▶ **Records**
========================================
Issue #2686, opened 2023-05-31
[Bug]: Unable to register more than 1 automod action


ThePheggHerself:
### Check The Docs

- [X] I double checked the docs and couldn't find any useful information.

### Verify Issue Source

- [X] I verified the issue was caused by Discord.Net.

### Check your intents

- [X] I double checked that I have the required intents.

### Description

When trying to create a new automod rule for a guild, if it has more than 1 action listed, it will cause an error stating that it must have atleast 1 action. Along with this, you can also attempt to register an automod rule with 0 actions, resulting in an invalid form body error from the discord API.

### Version

3.10.0

### Logs

[31/05/2023 14:48] ERROR | System.ArgumentException: Auto moderation rule must have at least 1 action (Parameter 'Actions')
   at Discord.Preconditions.AtLeast(Int32 obj, Int32 value, String name, String msg)
   at Discord.Rest.GuildHelper.CreateAutoModRuleAsync(IGuild guild, Action`1 func, BaseDiscordClient client, RequestOptions options)
   at Discord.WebSocket.SocketGuild.CreateAutoModRuleAsync(Action`1 props, RequestOptions options)
   at CorruptionBot.Commands.SettingsCommand.FilterSubcommand.InviteFilter(ITextChannel alertChan) in C:\Users\theph\Documents\Programming\CorruptionBot\CorruptionBot\Commands\SettingsCommand.cs:line 77

### Sample

```cs
[SlashCommand("filter", "Automod testing command")]
public async Task InviteFilter([Summary("Channel", "Channel for the rule to send an alert to")] ITextChannel alertChan)
{
	await Context.Guild.CreateAutoModRuleAsync(x =>
	{
		x.Name = "Test Filter";
		x.TriggerType = AutoModTriggerType.Keyword;
		x.KeywordFilter = new string[] { "cat", "dog", "foo", "bar" };
		x.Actions = new AutoModRuleActionProperties[]{
			new AutoModRuleActionProperties { Type = AutoModActionType.BlockMessage, CustomMessage = "You cannot use these words" },
			new AutoModRuleActionProperties { Type = AutoModActionType.SendAlertMessage, ChannelId = alertChan.Id }
		};
	});
	await RespondAsync("Your new automod rule has been created");
}
```

### Packages

Discord.Net 2.4.0
Discord.InteractivityAddon 2.4.0
Microsoft.Extensions.DependencyInjection 7.0.0
MySql.Data 8.0.31

[...]

PR #2687, opened 2023-05-31
Allow more than 1 action to be registered per automod rule

ThePheggHerself:
Fixes issue #2686 

Swaps the 1st and 2nd parameter around to allow more than 1 action to be registered per rule (And prevents any attempts to register 0 actions per rule)


quinchs (approved):
@Misha-133 you have to test your code works, bugs like this shouldn't get included into dev..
========================================
▶ **Required action**
Only the lines from the first line of the records through the line with "### Check your intents" should be reproduced, exactly and with nothing added.

▶ **Solution to the exercise**
Issue #2686, opened 2023-05-31
[Bug]: Unable to register more than 1 automod action


ThePheggHerself:
### Check The Docs

- [X] I double checked the docs and couldn't find any useful information.

### Verify Issue Source

- [X] I verified the issue was caused by Discord.Net.

### Check your intents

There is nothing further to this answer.